▶ [Work task]: Please output the data exactly, without omitting anything.

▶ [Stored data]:
↓
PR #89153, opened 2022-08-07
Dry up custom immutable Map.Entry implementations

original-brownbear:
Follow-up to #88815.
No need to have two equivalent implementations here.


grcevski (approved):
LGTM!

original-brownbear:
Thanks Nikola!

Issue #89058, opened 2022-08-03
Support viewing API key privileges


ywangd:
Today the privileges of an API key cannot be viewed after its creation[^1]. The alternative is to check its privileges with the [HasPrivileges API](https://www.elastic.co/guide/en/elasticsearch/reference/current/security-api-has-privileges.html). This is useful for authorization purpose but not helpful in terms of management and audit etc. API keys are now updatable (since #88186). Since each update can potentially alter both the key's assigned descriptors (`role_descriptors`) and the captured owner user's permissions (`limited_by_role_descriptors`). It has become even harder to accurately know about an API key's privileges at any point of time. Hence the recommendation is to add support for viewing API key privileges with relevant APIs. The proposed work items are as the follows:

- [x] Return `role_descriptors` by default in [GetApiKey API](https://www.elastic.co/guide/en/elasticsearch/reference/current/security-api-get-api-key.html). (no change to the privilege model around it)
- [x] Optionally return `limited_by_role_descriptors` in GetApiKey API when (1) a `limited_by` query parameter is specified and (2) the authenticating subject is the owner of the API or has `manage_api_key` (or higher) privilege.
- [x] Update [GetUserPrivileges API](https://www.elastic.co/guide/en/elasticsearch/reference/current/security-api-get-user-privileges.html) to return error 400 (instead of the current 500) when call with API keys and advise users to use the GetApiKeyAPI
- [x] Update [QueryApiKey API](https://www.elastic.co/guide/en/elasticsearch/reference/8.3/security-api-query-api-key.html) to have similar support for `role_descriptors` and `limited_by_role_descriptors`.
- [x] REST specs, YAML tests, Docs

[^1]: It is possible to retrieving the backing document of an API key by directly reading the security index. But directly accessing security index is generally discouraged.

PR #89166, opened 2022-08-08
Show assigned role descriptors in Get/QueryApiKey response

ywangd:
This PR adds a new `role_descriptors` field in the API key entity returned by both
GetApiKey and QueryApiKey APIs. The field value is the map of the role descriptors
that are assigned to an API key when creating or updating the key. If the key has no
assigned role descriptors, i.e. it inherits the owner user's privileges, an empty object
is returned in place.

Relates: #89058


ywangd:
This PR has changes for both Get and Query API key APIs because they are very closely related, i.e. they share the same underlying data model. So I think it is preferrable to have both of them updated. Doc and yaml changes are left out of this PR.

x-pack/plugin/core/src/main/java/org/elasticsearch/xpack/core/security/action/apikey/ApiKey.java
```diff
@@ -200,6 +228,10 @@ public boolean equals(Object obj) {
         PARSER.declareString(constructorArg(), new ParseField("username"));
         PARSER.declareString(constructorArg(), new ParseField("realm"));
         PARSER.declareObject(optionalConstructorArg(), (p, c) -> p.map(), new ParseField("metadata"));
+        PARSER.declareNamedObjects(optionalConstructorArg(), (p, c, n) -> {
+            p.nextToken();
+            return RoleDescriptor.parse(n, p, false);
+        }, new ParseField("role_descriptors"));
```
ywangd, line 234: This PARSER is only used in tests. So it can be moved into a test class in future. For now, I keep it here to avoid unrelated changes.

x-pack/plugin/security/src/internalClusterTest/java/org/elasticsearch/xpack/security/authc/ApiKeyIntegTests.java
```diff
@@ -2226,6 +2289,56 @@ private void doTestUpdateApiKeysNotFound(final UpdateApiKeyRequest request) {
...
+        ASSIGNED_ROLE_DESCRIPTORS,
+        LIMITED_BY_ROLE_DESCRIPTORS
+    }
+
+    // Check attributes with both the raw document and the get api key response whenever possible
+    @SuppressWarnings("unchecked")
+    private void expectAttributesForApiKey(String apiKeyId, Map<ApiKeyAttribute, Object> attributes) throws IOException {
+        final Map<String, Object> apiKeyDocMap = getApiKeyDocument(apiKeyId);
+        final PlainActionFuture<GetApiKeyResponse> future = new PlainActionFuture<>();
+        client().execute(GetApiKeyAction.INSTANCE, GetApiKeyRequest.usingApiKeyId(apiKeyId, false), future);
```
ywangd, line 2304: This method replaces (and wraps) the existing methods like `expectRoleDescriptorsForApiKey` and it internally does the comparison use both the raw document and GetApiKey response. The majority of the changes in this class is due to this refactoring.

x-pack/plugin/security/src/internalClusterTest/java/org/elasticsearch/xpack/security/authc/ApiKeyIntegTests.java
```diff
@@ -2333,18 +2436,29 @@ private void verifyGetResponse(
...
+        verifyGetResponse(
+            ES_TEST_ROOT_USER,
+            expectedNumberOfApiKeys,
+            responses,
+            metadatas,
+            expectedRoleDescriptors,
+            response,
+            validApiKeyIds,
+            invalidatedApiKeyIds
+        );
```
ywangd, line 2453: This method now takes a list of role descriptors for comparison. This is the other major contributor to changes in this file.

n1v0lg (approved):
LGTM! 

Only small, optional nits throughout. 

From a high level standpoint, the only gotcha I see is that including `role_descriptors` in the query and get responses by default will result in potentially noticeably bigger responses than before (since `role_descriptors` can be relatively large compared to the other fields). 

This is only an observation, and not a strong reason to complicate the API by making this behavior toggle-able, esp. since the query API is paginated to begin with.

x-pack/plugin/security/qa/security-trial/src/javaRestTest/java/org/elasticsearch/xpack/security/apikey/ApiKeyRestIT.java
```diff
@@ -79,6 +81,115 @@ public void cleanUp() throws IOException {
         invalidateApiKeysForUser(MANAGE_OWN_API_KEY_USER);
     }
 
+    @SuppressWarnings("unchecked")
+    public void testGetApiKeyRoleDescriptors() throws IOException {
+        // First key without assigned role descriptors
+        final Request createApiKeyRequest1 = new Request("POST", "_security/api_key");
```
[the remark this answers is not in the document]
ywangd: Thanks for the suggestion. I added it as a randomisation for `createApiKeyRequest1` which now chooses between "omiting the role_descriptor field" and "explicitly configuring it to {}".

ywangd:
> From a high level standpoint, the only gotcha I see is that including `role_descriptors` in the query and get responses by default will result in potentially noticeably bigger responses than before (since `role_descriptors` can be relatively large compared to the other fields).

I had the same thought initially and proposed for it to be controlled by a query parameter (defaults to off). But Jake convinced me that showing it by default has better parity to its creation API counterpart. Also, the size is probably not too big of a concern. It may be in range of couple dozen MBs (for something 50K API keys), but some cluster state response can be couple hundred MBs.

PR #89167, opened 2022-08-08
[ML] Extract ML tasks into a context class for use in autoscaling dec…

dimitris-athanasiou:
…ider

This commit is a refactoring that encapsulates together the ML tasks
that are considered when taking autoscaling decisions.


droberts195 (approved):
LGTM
↑
▶ [Answer area]:
PR #89153, opened 2022-08-07
Dry up custom immutable Map.Entry implementations

original-brownbear:
Follow-up to #88815.
No need to have two equivalent implementations here.


grcevski (approved):
LGTM!

original-brownbear:
Thanks Nikola!

Issue #89058, opened 2022-08-03
Support viewing API key privileges


ywangd:
Today the privileges of an API key cannot be viewed after its creation[^1]. The alternative is to check its privileges with the [HasPrivileges API](https://www.elastic.co/guide/en/elasticsearch/reference/current/security-api-has-privileges.html). This is useful for authorization purpose but not helpful in terms of management and audit etc. API keys are now updatable (since #88186). Since each update can potentially alter both the key's assigned descriptors (`role_descriptors`) and the captured owner user's permissions (`limited_by_role_descriptors`). It has become even harder to accurately know about an API key's privileges at any point of time. Hence the recommendation is to add support for viewing API key privileges with relevant APIs. The proposed work items are as the follows:

- [x] Return `role_descriptors` by default in [GetApiKey API](https://www.elastic.co/guide/en/elasticsearch/reference/current/security-api-get-api-key.html). (no change to the privilege model around it)
- [x] Optionally return `limited_by_role_descriptors` in GetApiKey API when (1) a `limited_by` query parameter is specified and (2) the authenticating subject is the owner of the API or has `manage_api_key` (or higher) privilege.
- [x] Update [GetUserPrivileges API](https://www.elastic.co/guide/en/elasticsearch/reference/current/security-api-get-user-privileges.html) to return error 400 (instead of the current 500) when call with API keys and advise users to use the GetApiKeyAPI
- [x] Update [QueryApiKey API](https://www.elastic.co/guide/en/elasticsearch/reference/8.3/security-api-query-api-key.html) to have similar support for `role_descriptors` and `limited_by_role_descriptors`.
- [x] REST specs, YAML tests, Docs

[^1]: It is possible to retrieving the backing document of an API key by directly reading the security index. But directly accessing security index is generally discouraged.

PR #89166, opened 2022-08-08
Show assigned role descriptors in Get/QueryApiKey response

ywangd:
This PR adds a new `role_descriptors` field in the API key entity returned by both
GetApiKey and QueryApiKey APIs. The field value is the map of the role descriptors
that are assigned to an API key when creating or updating the key. If the key has no
assigned role descriptors, i.e. it inherits the owner user's privileges, an empty object
is returned in place.

Relates: #89058


ywangd:
This PR has changes for both Get and Query API key APIs because they are very closely related, i.e. they share the same underlying data model. So I think it is preferrable to have both of them updated. Doc and yaml changes are left out of this PR.

x-pack/plugin/core/src/main/java/org/elasticsearch/xpack/core/security/action/apikey/ApiKey.java
```diff
@@ -200,6 +228,10 @@ public boolean equals(Object obj) {
         PARSER.declareString(constructorArg(), new ParseField("username"));
         PARSER.declareString(constructorArg(), new ParseField("realm"));
         PARSER.declareObject(optionalConstructorArg(), (p, c) -> p.map(), new ParseField("metadata"));
+        PARSER.declareNamedObjects(optionalConstructorArg(), (p, c, n) -> {
+            p.nextToken();
+            return RoleDescriptor.parse(n, p, false);
+        }, new ParseField("role_descriptors"));
```
ywangd, line 234: This PARSER is only used in tests. So it can be moved into a test class in future. For now, I keep it here to avoid unrelated changes.

x-pack/plugin/security/src/internalClusterTest/java/org/elasticsearch/xpack/security/authc/ApiKeyIntegTests.java
```diff
@@ -2226,6 +2289,56 @@ private void doTestUpdateApiKeysNotFound(final UpdateApiKeyRequest request) {
...
+        ASSIGNED_ROLE_DESCRIPTORS,
+        LIMITED_BY_ROLE_DESCRIPTORS
+    }
+
+    // Check attributes with both the raw document and the get api key response whenever possible
+    @SuppressWarnings("unchecked")
+    private void expectAttributesForApiKey(String apiKeyId, Map<ApiKeyAttribute, Object> attributes) throws IOException {
+        final Map<String, Object> apiKeyDocMap = getApiKeyDocument(apiKeyId);
+        final PlainActionFuture<GetApiKeyResponse> future = new PlainActionFuture<>();
+        client().execute(GetApiKeyAction.INSTANCE, GetApiKeyRequest.usingApiKeyId(apiKeyId, false), future);
```
ywangd, line 2304: This method replaces (and wraps) the existing methods like `expectRoleDescriptorsForApiKey` and it internally does the comparison use both the raw document and GetApiKey response. The majority of the changes in this class is due to this refactoring.

x-pack/plugin/security/src/internalClusterTest/java/org/elasticsearch/xpack/security/authc/ApiKeyIntegTests.java
```diff
@@ -2333,18 +2436,29 @@ private void verifyGetResponse(
...
+        verifyGetResponse(
+            ES_TEST_ROOT_USER,
+            expectedNumberOfApiKeys,
+            responses,
+            metadatas,
+            expectedRoleDescriptors,
+            response,
+            validApiKeyIds,
+            invalidatedApiKeyIds
+        );
```
ywangd, line 2453: This method now takes a list of role descriptors for comparison. This is the other major contributor to changes in this file.

n1v0lg (approved):
LGTM! 

Only small, optional nits throughout. 

From a high level standpoint, the only gotcha I see is that including `role_descriptors` in the query and get responses by default will result in potentially noticeably bigger responses than before (since `role_descriptors` can be relatively large compared to the other fields). 

This is only an observation, and not a strong reason to complicate the API by making this behavior toggle-able, esp. since the query API is paginated to begin with.

x-pack/plugin/security/qa/security-trial/src/javaRestTest/java/org/elasticsearch/xpack/security/apikey/ApiKeyRestIT.java
```diff
@@ -79,6 +81,115 @@ public void cleanUp() throws IOException {
         invalidateApiKeysForUser(MANAGE_OWN_API_KEY_USER);
     }
 
+    @SuppressWarnings("unchecked")
+    public void testGetApiKeyRoleDescriptors() throws IOException {
+        // First key without assigned role descriptors
+        final Request createApiKeyRequest1 = new Request("POST", "_security/api_key");
```
[the remark this answers is not in the document]
ywangd: Thanks for the suggestion. I added it as a randomisation for `createApiKeyRequest1` which now chooses between "omiting the role_descriptor field" and "explicitly configuring it to {}".

ywangd:
> From a high level standpoint, the only gotcha I see is that including `role_descriptors` in the query and get responses by default will result in potentially noticeably bigger responses than before (since `role_descriptors` can be relatively large compared to the other fields).

I had the same thought initially and proposed for it to be controlled by a query parameter (defaults to off). But Jake convinced me that showing it by default has better parity to its creation API counterpart. Also, the size is probably not too big of a concern. It may be in range of couple dozen MBs (for something 50K API keys), but some cluster state response can be couple hundred MBs.

PR #89167, opened 2022-08-08
[ML] Extract ML tasks into a context class for use in autoscaling dec…

dimitris-athanasiou:
…ider

This commit is a refactoring that encapsulates together the ML tasks
that are considered when taking autoscaling decisions.


droberts195 (approved):
LGTM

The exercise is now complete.